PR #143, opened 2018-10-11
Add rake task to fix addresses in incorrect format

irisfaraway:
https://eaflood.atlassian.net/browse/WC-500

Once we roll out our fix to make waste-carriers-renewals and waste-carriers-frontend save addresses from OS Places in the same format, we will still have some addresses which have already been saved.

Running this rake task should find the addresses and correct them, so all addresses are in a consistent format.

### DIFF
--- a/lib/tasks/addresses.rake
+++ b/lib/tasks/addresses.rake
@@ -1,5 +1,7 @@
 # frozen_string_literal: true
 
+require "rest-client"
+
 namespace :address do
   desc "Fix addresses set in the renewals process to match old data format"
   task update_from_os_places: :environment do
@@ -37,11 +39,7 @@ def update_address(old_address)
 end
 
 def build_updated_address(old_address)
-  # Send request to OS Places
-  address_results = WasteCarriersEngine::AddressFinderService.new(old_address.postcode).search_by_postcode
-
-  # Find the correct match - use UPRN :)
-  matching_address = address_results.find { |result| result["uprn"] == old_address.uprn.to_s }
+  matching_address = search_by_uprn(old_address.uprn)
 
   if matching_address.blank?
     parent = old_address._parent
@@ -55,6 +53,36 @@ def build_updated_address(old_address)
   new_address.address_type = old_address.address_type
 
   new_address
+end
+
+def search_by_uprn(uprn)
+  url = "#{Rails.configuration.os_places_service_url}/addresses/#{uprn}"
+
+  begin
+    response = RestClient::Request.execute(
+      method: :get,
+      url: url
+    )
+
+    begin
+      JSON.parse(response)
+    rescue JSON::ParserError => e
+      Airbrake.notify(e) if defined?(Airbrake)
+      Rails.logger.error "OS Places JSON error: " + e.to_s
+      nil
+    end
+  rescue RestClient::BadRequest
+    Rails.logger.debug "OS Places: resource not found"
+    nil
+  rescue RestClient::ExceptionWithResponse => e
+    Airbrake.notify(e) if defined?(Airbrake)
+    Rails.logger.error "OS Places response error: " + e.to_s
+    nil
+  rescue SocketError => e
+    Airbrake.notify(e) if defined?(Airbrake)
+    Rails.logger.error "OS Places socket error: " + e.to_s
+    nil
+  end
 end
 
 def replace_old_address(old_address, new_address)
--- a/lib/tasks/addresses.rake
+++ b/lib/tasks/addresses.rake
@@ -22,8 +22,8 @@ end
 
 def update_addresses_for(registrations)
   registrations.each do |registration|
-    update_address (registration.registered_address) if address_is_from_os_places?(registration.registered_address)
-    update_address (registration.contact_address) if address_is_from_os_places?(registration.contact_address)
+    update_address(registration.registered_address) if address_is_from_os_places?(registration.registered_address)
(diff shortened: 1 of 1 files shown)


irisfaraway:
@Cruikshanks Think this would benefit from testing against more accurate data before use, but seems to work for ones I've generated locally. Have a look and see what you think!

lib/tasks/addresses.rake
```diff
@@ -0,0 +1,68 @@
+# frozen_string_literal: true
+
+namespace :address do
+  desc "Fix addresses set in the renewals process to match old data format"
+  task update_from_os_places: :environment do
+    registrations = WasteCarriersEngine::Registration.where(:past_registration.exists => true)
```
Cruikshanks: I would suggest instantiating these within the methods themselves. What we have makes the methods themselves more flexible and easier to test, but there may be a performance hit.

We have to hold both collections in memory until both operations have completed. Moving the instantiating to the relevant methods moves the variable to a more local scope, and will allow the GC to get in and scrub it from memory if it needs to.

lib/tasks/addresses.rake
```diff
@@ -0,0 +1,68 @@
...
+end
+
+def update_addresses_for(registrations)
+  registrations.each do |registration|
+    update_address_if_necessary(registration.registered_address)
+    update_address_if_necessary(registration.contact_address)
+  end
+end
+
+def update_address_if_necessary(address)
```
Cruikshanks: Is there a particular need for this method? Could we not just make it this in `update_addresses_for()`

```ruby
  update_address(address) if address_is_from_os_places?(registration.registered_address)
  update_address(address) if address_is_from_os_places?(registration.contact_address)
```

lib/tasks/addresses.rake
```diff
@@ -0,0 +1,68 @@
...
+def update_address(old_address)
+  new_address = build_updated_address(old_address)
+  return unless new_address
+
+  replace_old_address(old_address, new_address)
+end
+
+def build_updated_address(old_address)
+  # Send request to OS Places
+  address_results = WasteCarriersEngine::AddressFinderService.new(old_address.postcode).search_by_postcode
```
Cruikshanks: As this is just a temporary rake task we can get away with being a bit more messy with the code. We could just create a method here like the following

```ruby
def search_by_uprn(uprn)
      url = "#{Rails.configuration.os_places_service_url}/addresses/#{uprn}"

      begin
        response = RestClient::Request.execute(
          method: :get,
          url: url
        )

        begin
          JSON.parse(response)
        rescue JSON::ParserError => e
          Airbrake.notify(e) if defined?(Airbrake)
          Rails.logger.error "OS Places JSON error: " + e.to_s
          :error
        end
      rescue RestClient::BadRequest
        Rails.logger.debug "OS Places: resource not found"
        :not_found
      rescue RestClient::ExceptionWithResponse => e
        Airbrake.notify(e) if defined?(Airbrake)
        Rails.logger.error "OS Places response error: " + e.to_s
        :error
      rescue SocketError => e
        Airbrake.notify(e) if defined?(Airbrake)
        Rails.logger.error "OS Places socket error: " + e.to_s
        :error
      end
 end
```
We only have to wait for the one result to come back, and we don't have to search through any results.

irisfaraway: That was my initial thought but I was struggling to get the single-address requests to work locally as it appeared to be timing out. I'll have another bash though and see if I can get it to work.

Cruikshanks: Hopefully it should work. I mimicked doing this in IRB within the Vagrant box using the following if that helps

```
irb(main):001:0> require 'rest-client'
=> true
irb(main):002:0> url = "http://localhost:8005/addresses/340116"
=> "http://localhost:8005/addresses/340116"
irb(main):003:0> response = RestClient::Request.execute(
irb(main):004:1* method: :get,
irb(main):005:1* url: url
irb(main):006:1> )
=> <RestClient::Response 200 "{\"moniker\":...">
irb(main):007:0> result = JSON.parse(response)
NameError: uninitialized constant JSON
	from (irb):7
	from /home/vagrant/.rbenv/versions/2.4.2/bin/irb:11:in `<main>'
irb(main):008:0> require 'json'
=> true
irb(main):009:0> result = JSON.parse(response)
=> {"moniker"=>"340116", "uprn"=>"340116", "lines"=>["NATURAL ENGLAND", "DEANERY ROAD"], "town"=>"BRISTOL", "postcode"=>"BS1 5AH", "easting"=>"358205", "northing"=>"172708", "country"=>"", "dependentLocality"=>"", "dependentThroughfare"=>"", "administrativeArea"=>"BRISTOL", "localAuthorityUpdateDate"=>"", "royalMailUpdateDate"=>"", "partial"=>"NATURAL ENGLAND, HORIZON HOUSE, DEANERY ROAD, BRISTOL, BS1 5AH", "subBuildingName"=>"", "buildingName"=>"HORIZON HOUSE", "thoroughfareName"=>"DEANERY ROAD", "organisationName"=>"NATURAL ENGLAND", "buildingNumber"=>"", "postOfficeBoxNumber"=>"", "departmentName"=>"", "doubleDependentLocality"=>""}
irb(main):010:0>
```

§ §

Wherever the word "execute" turns up in the records, copy out the line it is on.

+    response = RestClient::Request.execute(
        response = RestClient::Request.execute(
irb(main):003:0> response = RestClient::Request.execute(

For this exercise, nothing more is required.